The thing about my mother is, even if I had brandished my poor dog-eared yellow paperback copy of T.H. White's brilliance and demanded that she read it RIGHT NOW, she would have asked, Why? What's it about? And then I would have had to reply, sheepishly, Well...it's about King Arthur. Which sounds childish at the very least, but then summaries of stories never do the tales themselves justice--imagine summarizing "The Lady With the Pet Dog". It'd end up sounding like a cheap soap opera! This is why I hate recommending reading material: people always want to know what it's about. Why can't people just take your word for it? Am I not trustworthy even to my own mother?

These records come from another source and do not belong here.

PR #4081, opened 2026-07-22
feat(gdn): u/d cache spec-decode kernels for replayssm

ameynaik-hub:
## 📌 Description
Two CuTe-DSL kernels that make speculative decoding cheap for GDN
(Gated DeltaNet) models, plus tests and a benchmark.

The problem: during speculative decoding, the engine must be able to
roll back rejected draft tokens. For GDN models the naive way is to
save a full copy of the recurrent state for every draft position — but
GDN states are megabytes per layer per request, so those copies eat
both memory capacity and bandwidth.

The idea: do not save states at all. Save only the small per-token
ingredients (update vector u, normalized key k, decay g) in a small
ring per request. One kernel launch per layer per decode step then does
everything: computes the verify output for the draft tokens, appends
the new ingredients to the ring, and — only when a request's live
window is full, roughly once every 3-5 steps — folds the window into
the single checkpoint state. Rejected tokens cost nothing (just a
cursor that does not advance).

Ring layout and cursors: the ring has 32 physical slots per request
(`RING_SLOTS`), of which at most 16 are ever live (`W_RING`, the max
history window). Two per-request int32 cursors describe the window:
`cache_base` (where it starts) and `hist_len` (how long it is); row j
lives at physical slot `(cache_base + j) & 31`. The kernel treats both
cursors as READ-ONLY: history is read through the rotation, and new
tokens are always appended past the live window at
`(cache_base + hist_len + s) & 31` — for folding and non-folding
requests alike. Since window (≤16) plus appends (≤8) always fit in 32
slots, an append can never touch a slot any of the request's sibling
CTAs is still reading — the fold/append overlap is impossible by
construction, with no inter-CTA synchronization needed.

Cursor commits happen OUTSIDE the launch, after acceptance is known:
fold → `cache_base = (cache_base + hist_len) & 31; hist_len =
n_accepted`; no fold → `hist_len += n_accepted`. These are exactly the
cursor semantics of vLLM's Triton ReplaySSM spec backend, so a serving
integration can share one cursor set between that backend and this
kernel. For standalone use the wrapper can apply the fold commit for
you (`restart_hist_on_flush=True`); this path requires a caller-owned
`cache_base` tensor and validates `hist_len ∈ [0, 16]` /
`cache_base ∈ [0, 32)` (validation is skipped while a CUDA graph is
capturing; the eager warmup calls cover it). The serving path
(`restart_hist_on_flush=False`) stays sync-free.

Included:
- gdn_decode_bf16_wy_ucache_flush.py — the main fused verify+flush
  kernel (32-slot ring as above)
- gdn_decode_bf16_wy_ucache.py — a verify-only variant. NOTE: this
  variant still uses the legacy 16-deep flat layout (history at rows
  [0, hist_len), no cache_base) and is NOT ring-format compatible with
  the flush kernel — do not share one ring allocation between them.
- tests/gdn/test_decode_ucache.py — correctness vs a simple fp32
  reference, including wrapped-window cases (base+len crossing the ring
  boundary), a fold-never-overwrites-the-live-window property test, the
  strided (chunk-view) q/k/v + a/b path, and negative tests for the
  cursor-misuse guards
- benchmarks/bench_gdn_ucache_flush.py — latency benchmark
  (`--no-commit` times the pure kernel; `--base` measures wrapped
  windows)

Supported precision modes (`g_cache` is fp32 in every mode):

| # | mode / arm name | env knobs | q/k/v + output | SSM state | u/k cache | g (gate) |
|---|---|---|---|---|---|---|
| 1 | bf16 (default) | (none) | bf16 | bf16 | bf16 | fp32 |
| 2 | fp16_io | `IO_DTYPE=fp16` | fp16 | fp16 | fp16 | fp32 |
| 3 | fp16_state | `STATE_DTYPE=fp16` | bf16 | fp16 | bf16 | fp32 |
| 4 | ring_fp16 (cache) | `RING_DTYPE=fp16` | bf16 | bf16 | fp16 | fp32 |
| 5 | fp16_state_cache | `STATE_DTYPE=fp16 + RING_DTYPE=fp16` | bf16 | fp16 | fp16 | fp32 |

The fp16-state ("mixed") mode is the analogue of
mamba_ssm_cache_dtype=float16 in serving frameworks: only the
checkpoint gains fp16's extra mantissa bits; everything else stays bf16.

How to run:
  pytest tests/gdn/test_decode_ucache.py -v
  python benchmarks/bench_gdn_ucache_flush.py --arm bf16 --iters 1000 --no-commit
  python benchmarks/bench_gdn_ucache_flush.py --arm fp16_state --iters 1000 --no-commit

Benchmark — us per layer per decode step, 1x B200, Qwen3.5-122B GDN
geometry at TP1 (H=16 key heads, HV=64 value heads, K=V=128, T=4 draft
window, 32-slot ring / 16-row window); columns = fraction of requests
folding their window that step, scattered at exact counts (CUDA-graph
replay, CUPTI cold-L2, median of 1000, `--no-commit` = pure kernel
time; the cursor commit is caller-owned in serving and excluded here).
Wrapped windows (base near the ring boundary) measure the same as
base=0.

| batch | 0% fold | 20% fold | 40% fold | 80% fold |
|------:|--------:|---------:|---------:|---------:|
|     8 |     9.4 |     13.3 |     14.2 |     14.5 |
|    32 |    22.6 |     27.7 |     30.9 |     36.9 |
|    64 |    40.4 |     48.0 |     55.3 |     67.6 |
|   128 |    70.9 |     86.4 |    100.3 |    125.6 |
|   256 |   131.5 |    162.0 |    188.5 |    243.8 |

Scope/limits: validated on B200 (SM100), head dims K=V=128, draft
windows T in {4, 8}. Ring depth is fixed at 32 slots with a 16-row max
window (sized for T ≤ 8). The verify-only variant has not been
converted to the ring layout. Dtype selection via env vars and a couple
of API stubs are known follow-ups.

### ✅ Pre-commit Checks

## 🧪 Tests

## Summary

- **New Features**
  - Added SM90+ Gated Delta-Net ucache support with conditional “verify+flush” (folding history into state) and configurable IO/state/ring dtype specialization.
  - Introduced new public decode entry point for verify+flush with options to control cache base and flush commit behavior.
- **Benchmarking**
  - Added a CUDA verify+flush benchmark sweeping batch sizes and flush rates, including configurable ring modes and cursor commit controls.
- **Tests**
  - Added fp32-oracle correctness and regression coverage for outputs, folded committed state, ring overwrite safety, and strided vs compact execution.


ameynaik-hub:
[@Johnny-Liou ](https://github.com/Johnny-Liou)

flashinfer/gdn_kernels/gdn_decode_bf16_wy_ucache_flush.py
```diff
@@ -0,0 +1,3749 @@
...
+  q, k                   [B, T, H,  K]     IO      in       draft query / key
+  v                      [B, T, HV, V]     IO      in       draft values
+  a, b                   [B, T, HV]        IO      in       per-token gate / beta
+  A_log                  [HV]              bf16    in       per-head log-decay (cast+cached)
+  dt_bias                [HV]              bf16    in       per-head time-step bias (cast+cached)
+  initial_state_source   [pool, HV, V, K]  STATE   in/out   checkpoint S0 (written on flush)
+  initial_state_indices  [B]               int32   in       per-request pool slot
+  k_cache                [pool, H,  16, K]  IO     in/out   ring: L2-normalized keys
+  u_cache                [pool, HV, 16, V]  IO     in/out   ring: correction vectors
+  g_cache                [pool, HV, 16]    f32     in/out   ring: cumulative log-decay
```
kahyunnam, line 70: 32 not 16 for ring slots?

tests/gdn/test_decode_ucache.py
```diff
@@ -0,0 +1,499 @@
+"""
```
kahyunnam, line 1: all cases load the flush module; verify-only has no oracle coverage, can we have a thin test for verify-only?

flashinfer/gdn_kernels/gdn_decode_bf16_wy_ucache.py
```diff
@@ -0,0 +1,2807 @@
...
+
+device = torch.device("cuda:0")
+
+# Problem dimensions. One CTA processes a full V tile per (request, head).
+T = 16
+K_DIM = 128
+V_DIM_C = 128  # full V tile per CTA
+BK_H = 16  # K-tile for the H GEMM (multiple of 16 for mma.k=16)
+EPS = 1e-6
+io = cutlass.BFloat16
```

It's not my fault, really. Up until around this time last year I really DIDN'T know what T.H. White was getting at. I'm still not entirely sure, but I have a firmer grasp on it now than I did when my dear granny first gave me the book for my eighth birthday. See, The Once and Future King is only about King Arthur if you are in fact eight years old; once you grow up a little and are still reading it regularly even though you can quote whole passages (particularly the bit about Lancelot and the armor! Isn't that bit beautiful?), then it starts to take on more meanings. The more you read it, the more layers you peel back, onion-like, until finally you burrow into the core, cramped and uncomfortable and eye-stinging. T.H. White's magnum opus isn't simply a homage to Malory or one of many rewritings of the Arthurian legend; it's a complete social commentary on the state of nations at the time of publication, in effect a series of essays on human nature woven together and garnished with knights and fair damsels and Questing Beasts.
But maybe social commentary sounds unappealing. All right, I'll give that to you. But T.H. White, deeply and unhappily political man that he was, had an eye for reality. Part of what makes The Once and Future King so beautiful in its complexity is the intense humanity with which he manages to imbue his age-old characters. It's not easy to take characters beloved by so many, characters written and rewritten by countless poets, and revamp them into something believable. Therein lies White's genius: he can do what so many writers dream of--he can make you pine for creatures of ink, weep over personalities who live only on paper. Anyone who can make me care about Lancelot and Guenever is clearly a good writer.
I mean, isn't that what good stories are about? When you can worry about a character, when you can fret after their health or wonder what on Earth they were thinking, when you can fall in love with someone who does not exist...the author has completed his task. T.H. White completes his admirably, with verve and insane humor and utter compassion both for the doomed fairy-tale kingdom and his own living humans.